Gaudry Stéphane, Tuffet Samuel, Lukaszewicz Anne-Claire, Laplace Christian, Zucman Noémie, Pocard Marc, Costaglioli Bruno, Msika Simon, Duranteau Jacques, Payen Didier, Dreyfuss Didier, Hajage David, Ricard Jean-Damien
Medico-Surgical Intensive Care Unit, Hôpital Louis Mourier, AP-HP, 178 rue des Renouillers, 92700, Colombes, France.
Sorbonne Paris Cité, ECEVE UMR 1123, Univ Paris Diderot, 75018, Paris, France.
Ann Intensive Care. 2017 Dec;7(1):21. doi: 10.1186/s13613-017-0235-z. Epub 2017 Feb 24.
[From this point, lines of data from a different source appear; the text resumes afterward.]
PR #314, opened 2017-07-27
Add oci-archive transport that creates a tar archive of an image

umohnani8:
The oci-archive transport uses oci to create a directory of the image, which is then tarred up into a file. oci-archive will be used in kpod save and kpod load for oci images.

### DIFF
--- a/oci/archive/oci_dest.go
+++ b/oci/archive/oci_dest.go
@@ -1,0 +1,135 @@
+package archive
+
+import (
+	"io"
+	"os"
+
+	"github.com/containers/image/types"
+	"github.com/containers/storage/pkg/archive"
+	"github.com/pkg/errors"
+)
+
+type ociArchiveImageDestination struct {
+	ref          ociArchiveReference
+	unpackedDest types.ImageDestination
+	tempDirRef   tempDirOCIRef
+}
+
+// newImageDestination returns an ImageDestination for writing to an existing directory.
+func newImageDestination(ctx *types.SystemContext, ref ociArchiveReference) (types.ImageDestination, error) {
+	tempDirRef, err := createOCIRef(ref.image)
+	if err != nil {
+		return nil, errors.Wrapf(err, "error creating oci reference")
+	}
+	unpackedDest, err := tempDirRef.ociRefExtracted.NewImageDestination(ctx)
+	if err != nil {
+		if err := tempDirRef.deleteTempDir(); err != nil {
+			return nil, errors.Wrapf(err, "error deleting temp directory", tempDirRef.tempDirectory)
+		}
+		return nil, err
+	}
+	return &ociArchiveImageDestination{ref: ref,
+		unpackedDest: unpackedDest,
+		tempDirRef:   tempDirRef}, nil
+}
+
+// Reference returns the reference used to set up this destination.
+func (d *ociArchiveImageDestination) Reference() types.ImageReference {
+	return d.ref
+}
+
+// Close removes resources associated with an initialized ImageDestination, if any
+// Close deletes the temp directory of the oci-archive image
+func (d *ociArchiveImageDestination) Close() error {
+	defer d.tempDirRef.deleteTempDir()
+	return d.unpackedDest.Close()
+}
+
+func (d *ociArchiveImageDestination) SupportedManifestMIMETypes() []string {
+	return d.unpackedDest.SupportedManifestMIMETypes()
+}
+
+// SupportsSignatures returns an error (to be displayed to the user) if the destination certainly can't store signatures
+func (d *ociArchiveImageDestination) SupportsSignatures() error {
+	return d.unpackedDest.SupportsSignatures()
+}
+
+// ShouldCompressLayers returns true iff it is desirable to compress layer blobs written to this destination
+func (d *ociArchiveImageDestination) ShouldCompressLayers() bool {
+	return d.unpackedDest.ShouldCompressLayers()
+}
+
+// AcceptsForeignLayerURLs returns false iff foreign layers in manifest should be actually
+// uploaded to the image destination, true otherwise.
+func (d *ociArchiveImageDestination) AcceptsForeignLayerURLs() bool {
+	return d.unpackedDest.AcceptsForeignLayerURLs()
+}
+
+// MustMatchRuntimeOS returns true iff the destination can store only images targeted for the current runtime OS. False otherwise
+func (d *ociArchiveImageDestination) MustMatchRuntimeOS() bool {
+	return d.unpackedDest.MustMatchRuntimeOS()
+}
+
+// PutBlob writes contents of stream and returns data representing the result (with all data filled in).
+// inputInfo.Digest can be optionally provided if known; it is not mandatory for the implementation to verify it.
+// inputInfo.Size is the expected length of stream, if known.
+func (d *ociArchiveImageDestination) PutBlob(stream io.Reader, inputInfo types.BlobInfo) (types.BlobInfo, error) {
+	return d.unpackedDest.PutBlob(stream, inputInfo)
+}
+
+// HasBlob returns true iff the image destination already contains a blob with the matching digest which can be reapplied using ReapplyBlob
+func (d *ociArchiveImageDestination) HasBlob(info types.BlobInfo) (bool, int64, error) {
+	return d.unpackedDest.HasBlob(info)
+}
+
+func (d *ociArchiveImageDestination) ReapplyBlob(info types.BlobInfo) (types.BlobInfo, error) {
+	return d.unpackedDest.ReapplyBlob(info)
+}
+
+// PutManifest writes manifest to the destination
+func (d *ociArchiveImageDestination) PutManifest(m []byte) error {
+	return d.unpackedDest.PutManifest(m)
+}
+
+func (d *ociArchiveImageDestination) PutSignatures(signatures [][]byte) error {
+	return d.unpackedDest.PutSignatures(signatures)
+}
+
+// Commit marks the process of storing the image as successful and asks for the image to be persisted
+// after the directory is made, it is tarred up into a file and the directory is deleted
+func (d *ociArchiveImageDestination) Commit() error {
+	if err := d.unpackedDest.Commit(); err != nil {
+		return errors.Wrapf(err, "error storing image %q", d.ref.image)
+	}
+
+	// path of directory to tar up
+	src := d.tempDirRef.tempDirectory
+	// path to save tarred up file
+	dst := d.ref.resolvedFile
+	if err := tarDirectory(src, dst); err != nil {
+		return err
+	}
+
+	return nil
+}
+
+// tar converts the directory at src and saves it to dst
+func tarDirectory(src, dst string) error {
+	// input is a stream of bytes from the archive of the directory at path
+	input, err := archive.Tar(src, archive.Uncompressed)
+	if err != nil {
+		return errors.Wrapf(err, "error retrieving stream of bytes from %q", src)
+	}
+
+	// creates the tar file
+	outFile, err := os.Create(dst)
+	if err != nil {
+		return errors.Wrapf(err, "error creating tar file %q", dst)
+	}
+	defer outFile.Close()
+
+	// copies the contents of the directory to the tar file
+	_, err = io.Copy(outFile, input)
+
+	return err
+}
--- a/oci/archive/oci_src.go
+++ b/oci/archive/oci_src.go
@@ -1,0 +1,88 @@
+package archive
+
+import (
+	"context"
+	"io"
+
+	ocilayout "github.com/containers/image/oci/layout"
+	"github.com/containers/image/types"
+	digest "github.com/opencontainers/go-digest"
+	imgspecv1 "github.com/opencontainers/image-spec/specs-go/v1"
+	"github.com/pkg/errors"
+)
+
+type ociArchiveImageSource struct {
+	ref         ociArchiveReference
+	unpackedSrc types.ImageSource
+	tempDirRef  tempDirOCIRef
+}
+
+// newImageSource returns an ImageSource for reading from an existing directory.
+// newImageSource untars the file and saves it in a temp directory
+func newImageSource(ctx *types.SystemContext, ref ociArchiveReference, requestedManifestMIMETypes []string) (types.ImageSource, error) {
+	tempDirRef, err := createUntarTempDir(ref)
+	if err != nil {
+		return nil, errors.Wrap(err, "error creating temp directory")
+	}
+
+	unpackedSrc, err := tempDirRef.ociRefExtracted.NewImageSource(ctx, requestedManifestMIMETypes)
+	if err != nil {
+		if err := tempDirRef.deleteTempDir(); err != nil {
+			return nil, errors.Wrapf(err, "error deleting temp directory", tempDirRef.tempDirectory)
+		}
+		return nil, err
+	}
+	return &ociArchiveImageSource{ref: ref,
+		unpackedSrc: unpackedSrc,
+		tempDirRef:  tempDirRef}, nil
+}
+
+// LoadManifestDescriptor loads the manifest
+func LoadManifestDescriptor(imgRef types.ImageReference) (imgspecv1.Descriptor, error) {
+	ociArchRef, ok := imgRef.(ociArchiveReference)
+	if !ok {
+		return imgspecv1.Descriptor{}, errors.Errorf("error typecasting, need type ociArchiveReference")
+	}
+	tempDirRef, err := createUntarTempDir(ociArchRef)
+	if err != nil {
+		return imgspecv1.Descriptor{}, errors.Wrap(err, "error creating temp directory")
+	}
+	defer tempDirRef.deleteTempDir()
+
+	descriptor, err := ocilayout.LoadManifestDescriptor(tempDirRef.ociRefExtracted)
+	if err != nil {
+		return imgspecv1.Descriptor{}, errors.Wrap(err, "error loading index")
+	}
+	return descriptor, nil
+}
+
+// Reference returns the reference used to set up this source.
+func (s *ociArchiveImageSource) Reference() types.ImageReference {
+	return s.ref
+}
+
+// Close removes resources associated with an initialized ImageSource, if any.
+// Close deletes the temporary directory at dst
+func (s *ociArchiveImageSource) Close() error {
+	defer s.tempDirRef.deleteTempDir()
+	return s.unpackedSrc.Close()
+}
+
+// GetManifest returns the image's manifest along with its MIME type
+// (which may be empty when it can't be determined but the manifest is available).
+func (s *ociArchiveImageSource) GetManifest() ([]byte, string, error) {
+	return s.unpackedSrc.GetManifest()
+}
+
+func (s *ociArchiveImageSource) GetTargetManifest(digest digest.Digest) ([]byte, string, error) {
+	return s.unpackedSrc.GetTargetManifest(digest)
+}
+
+// GetBlob returns a stream for the specified blob, and the blob's size.
+func (s *ociArchiveImageSource) GetBlob(info types.BlobInfo) (io.ReadCloser, int64, error) {
+	return s.unpackedSrc.GetBlob(info)
+}
+
+func (s *ociArchiveImageSource) GetSignatures(c context.Context) ([][]byte, error) {
+	return s.unpackedSrc.GetSignatures(c)
+}
--- a/oci/archive/oci_transport.go
+++ b/oci/archive/oci_transport.go
@@ -1,0 +1,226 @@
+package archive
+
+import (
+	"fmt"
+	"io/ioutil"
+	"os"
+	"path/filepath"
+	"regexp"
+	"strings"
+
+	"github.com/containers/image/directory/explicitfilepath"
+	"github.com/containers/image/docker/reference"
+	"github.com/containers/image/image"
+	ocilayout "github.com/containers/image/oci/layout"
+	"github.com/containers/image/transports"
+	"github.com/containers/image/types"
+	"github.com/containers/storage/pkg/archive"
+	"github.com/pkg/errors"
+)
+
+func init() {
+	transports.Register(Transport)
+}
+
+// Transport is an ImageTransport for OCI archive
+// it creates an oci-archive tar file by calling into the OCI transport
+// tarring the directory created by oci and deleting the directory
+var Transport = ociArchiveTransport{}
+
+type ociArchiveTransport struct{}
+
+// ociArchiveReference is an ImageReference for OCI Archive paths
+type ociArchiveReference struct {
+	file         string
+	resolvedFile string
+	image        string
+}
+
+func (t ociArchiveTransport) Name() string {
+	return "oci-archive"
+}
+
+// ParseReference converts a string, which should not start with the ImageTransport.Name prefix
+// into an ImageReference.
+func (t ociArchiveTransport) ParseReference(reference string) (types.ImageReference, error) {
+	return ParseReference(reference)
+}
+
+// ValidatePolicyConfigurationScope checks that scope is a valid name for a signature.PolicyTransportScopes keys
+func (t ociArchiveTransport) ValidatePolicyConfigurationScope(scope string) error {
+	var file string
+	sep := strings.SplitN(scope, ":", 2)
+	file = sep[0]
+
+	if len(sep) == 2 {
+		image := sep[1]
+		if !refRegexp.MatchString(image) {
+			return errors.Errorf("Invalid image %s", image)
+		}
+	}
+
+	if !strings.HasPrefix(file, "/") {
+		return errors.Errorf("Invalid scope %s: must be an absolute path", scope)
+	}
+	// Refuse also "/", otherwise "/" and "" would have the same semantics,
+	// and "" could be unexpectedly shadowed by the "/" entry.
+	// (Note: we do allow "/:someimage", a bit ridiculous but why refuse it?)
+	if scope == "/" {
+		return errors.New(`Invalid scope "/": Use the generic default scope ""`)
+	}
+	cleaned := filepath.Clean(file)
+	if cleaned != file {
+		return errors.Errorf(`Invalid scope %s: Uses non-canonical path format, perhaps try with path %s`, scope, cleaned)
+	}
+	return nil
+}
+
+// annotation spex from https://github.com/opencontainers/image-spec/blob/master/annotations.md#pre-defined-annotation-keys
+const (
+	separator = `(?:[-._:@+]|--)`
+	alphanum  = `(?:[A-Za-z0-9]+)`
+	component = `(?:` + alphanum + `(?:` + separator + alphanum + `)*)`
+)
+
+var refRegexp = regexp.MustCompile(`^` + component + `(?:/` + component + `)*$`)
+
+// ParseReference converts a string, which should not start with the ImageTransport.Name prefix, into an OCI ImageReference.
+func ParseReference(reference string) (types.ImageReference, error) {
+	var file, image string
+	sep := strings.SplitN(reference, ":", 2)
+	file = sep[0]
+
+	if len(sep) == 2 {
+		image = sep[1]
+	}
+	return NewReference(file, image)
+}
+
+// NewReference returns an OCI reference for a file and a image.
+func NewReference(file, image string) (types.ImageReference, error) {
+	resolved, err := explicitfilepath.ResolvePathToFullyExplicit(file)
+	if err != nil {
+		return nil, err
+	}
+	// This is necessary to prevent directory paths returned by PolicyConfigurationNamespaces
+	// from being ambiguous with values of PolicyConfigurationIdentity.
+	if strings.Contains(resolved, ":") {
+		return nil, errors.Errorf("Invalid OCI reference %s:%s: path %s contains a colon", file, image, resolved)
+	}
+	if len(image) > 0 && !refRegexp.MatchString(image) {
+		return nil, errors.Errorf("Invalid image %s", image)
+	}
+	return ociArchiveReference{file: file, resolvedFile: resolved, image: image}, nil
+}
+
+func (ref ociArchiveReference) Transport() types.ImageTransport {
+	return Transport
+}
+
+// StringWithinTransport returns a string representation of the reference, which MUST be such that
+// reference.Transport().ParseReference(reference.StringWithinTransport()) returns an equivalent reference.
+func (ref ociArchiveReference) StringWithinTransport() string {
+	return fmt.Sprintf("%s:%s", ref.file, ref.image)
+}
+
+// DockerReference returns a Docker reference associated with this reference
+func (ref ociArchiveReference) DockerReference() reference.Named {
+	return nil
+}
+
+// PolicyConfigurationIdentity returns a string representation of the reference, suitable for policy lookup.
+func (ref ociArchiveReference) PolicyConfigurationIdentity() string {
+	// NOTE: ref.image is not a part of the image identity, because "$dir:$someimage" and "$dir:" may mean the
+	// same image and the two can’t be statically disambiguated.  Using at least the repository directory is
+	// less granular but hopefully still useful.
+	return fmt.Sprintf("%s", ref.resolvedFile)
+}
+
+// PolicyConfigurationNamespaces returns a list of other policy configuration namespaces to search
+// for if explicit configuration for PolicyConfigurationIdentity() is not set
+func (ref ociArchiveReference) PolicyConfigurationNamespaces() []string {
+	res := []string{}
+	path := ref.resolvedFile
+	for {
+		lastSlash := strings.LastIndex(path, "/")
+		// Note that we do not include "/"; it is redundant with the default "" global default,
+		// and rejected by ociTransport.ValidatePolicyConfigurationScope above.
+		if lastSlash == -1 || path == "/" {
+			break
+		}
+		res = append(res, path)
+		path = path[:lastSlash]
+	}
+	return res
+}
+
+// NewImage returns a types.Image for this reference, possibly specialized for this ImageTransport.
+// The caller must call .Close() on the returned Image.
+func (ref ociArchiveReference) NewImage(ctx *types.SystemContext) (types.Image, error) {
+	src, err := newImageSource(ctx, ref, nil)
+	if err != nil {
+		return nil, err
+	}
+	return image.FromSource(src)
+}
+
+// NewImageSource returns a types.ImageSource for this reference,
+// asking the backend to use a manifest from requestedManifestMIMETypes if possible.
+// The caller must call .Close() on the returned ImageSource.
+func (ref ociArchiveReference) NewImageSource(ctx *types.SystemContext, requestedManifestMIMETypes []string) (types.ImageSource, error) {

The recent demonstration of prone position's strong benefit on patient survival has rendered proning a major therapeutic intervention in severe ARDS. Uncertainties remain as to whether or not ARDS patients in the postoperative period of abdominal surgery should be turned prone because of the risk of abdominal complications. Our aim was to investigate the prevalence of surgical complications between patients with and without prone position after abdominal surgery.
This study was a multicenter retrospective cohort of patients with ARDS in a context of recent abdominal surgery. Primary outcome was the number of patients who had at least one surgical complication that could be induced or worsened by prone position. Secondary outcomes included effects of prone position on oxygenation. Data from the prone group were compared with those from the supine group (not having undergone at least a prone position session).
Among 98 patients included, 36 (37%) had at least one prone position session. The rate of surgical complications induced or worsened by prone position did not differ between prone and supine groups [respectively, 14 (39%) vs 27 (44%); p = 0.65]. After propensity score application, there was no significant difference between the two groups (OR 0.72 [0.26-2.02], p = 0.54). Revision surgery did not differ between the groups. The first prone session significantly increased PaO/FiO ratio from 95 ± 47 to 189 ± 92 mmHg, p < 0.0001.
Prone position of ARDS patients after abdominal surgery was not associated with an increased rate of surgical complication. Intensivists should not refrain from proning these patients.
近期研究表明俯卧位对患者生存有显著益处,这使得俯卧位成为重症急性呼吸窘迫综合征(ARDS)的一种主要治疗干预措施。对于腹部手术后处于术后阶段的ARDS患者是否应采用俯卧位,仍存在不确定性,因为存在腹部并发症的风险。我们的目的是调查腹部手术后采用俯卧位和未采用俯卧位的患者手术并发症的发生率。
本研究是一项多中心回顾性队列研究,研究对象为近期接受腹部手术的ARDS患者。主要结局是至少发生一种可能由俯卧位诱发或加重的手术并发症的患者数量。次要结局包括俯卧位对氧合的影响。将俯卧组的数据与仰卧组(未至少经历一次俯卧位治疗)的数据进行比较。
在纳入的98例患者中,36例(37%)至少经历了一次俯卧位治疗。俯卧位诱发或加重的手术并发症发生率在俯卧组和仰卧组之间没有差异[分别为14例(39%)对27例(44%);p = 0.65]。应用倾向评分后,两组之间没有显著差异(比值比0.72 [0.26 - 2.02],p = 0.54)。两组之间的翻修手术没有差异。第一次俯卧治疗使动脉血氧分压/吸氧浓度(PaO/FiO)比值从95±47显著提高到189±92 mmHg,p < 0.0001。
腹部手术后ARDS患者采用俯卧位与手术并发症发生率增加无关。重症监护医生不应避免对这些患者采用俯卧位。